■ EXERCISE
Repeat the records below exactly as they appear.

■ ENTRIES SHOWN
((
PR #433, opened 2017-05-11
Display scores using metadata on compare page

### LINKED ISSUE #428: Add metric labels/descriptions to compare detail page
Follow up from #378

flibbertigibbet:
## Overview

Add score labels from new metadata endpoint to comparison page metrics.

### Demo

image

## Testing Instructions

 * Check compare page
 * Metrics should have pretty labels and still line up across columns

Closes #428.

### DIFF
--- a/src/angularjs/src/app/places/compare/compare.controller.js
+++ b/src/angularjs/src/app/places/compare/compare.controller.js
@@ -10,13 +10,15 @@
     'use strict';
 
     /** @ngInject */
-    function CompareController($stateParams, Neighborhood, AnalysisJob, Places, $log, $q, $state) {
+    function CompareController($stateParams, AnalysisJob, Neighborhood, Places, ScoreMetadata,
+                               $log, $q, $state) {
         var ctl = this;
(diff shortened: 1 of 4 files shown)


src/angularjs/src/app/places/compare/compare.controller.js
```diff
@@ -28,9 +30,23 @@
                 return Places.getPlace(uuid);
             });
 
+            // first request score metadata
+            promises.unshift(ScoreMetadata.query().$promise);
```
CloudNiner: Now that we're using this in multiple places, can you add the `cache: true` parameter for the `ScoreMetadata.query` declaration on the `$resource`?

See: https://docs.angularjs.org/api/ngResource/service/$resource

Search for cache on the page at that link, its one of the options to the `actions` argument.

flibbertigibbet: We should probably be caching most resources by default, and only override for requests expecting to pick up a change.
))
■ FINISHED EXERCISE
PR #433, opened 2017-05-11
Display scores using metadata on compare page

### LINKED ISSUE #428: Add metric labels/descriptions to compare detail page
Follow up from #378

flibbertigibbet:
## Overview

Add score labels from new metadata endpoint to comparison page metrics.

### Demo

image

## Testing Instructions

 * Check compare page
 * Metrics should have pretty labels and still line up across columns

Closes #428.

### DIFF
--- a/src/angularjs/src/app/places/compare/compare.controller.js
+++ b/src/angularjs/src/app/places/compare/compare.controller.js
@@ -10,13 +10,15 @@
     'use strict';
 
     /** @ngInject */
-    function CompareController($stateParams, Neighborhood, AnalysisJob, Places, $log, $q, $state) {
+    function CompareController($stateParams, AnalysisJob, Neighborhood, Places, ScoreMetadata,
+                               $log, $q, $state) {
         var ctl = this;
(diff shortened: 1 of 4 files shown)


src/angularjs/src/app/places/compare/compare.controller.js
```diff
@@ -28,9 +30,23 @@
                 return Places.getPlace(uuid);
             });
 
+            // first request score metadata
+            promises.unshift(ScoreMetadata.query().$promise);
```
CloudNiner: Now that we're using this in multiple places, can you add the `cache: true` parameter for the `ScoreMetadata.query` declaration on the `$resource`?

See: https://docs.angularjs.org/api/ngResource/service/$resource

Search for cache on the page at that link, its one of the options to the `actions` argument.

flibbertigibbet: We should probably be caching most resources by default, and only override for requests expecting to pick up a change.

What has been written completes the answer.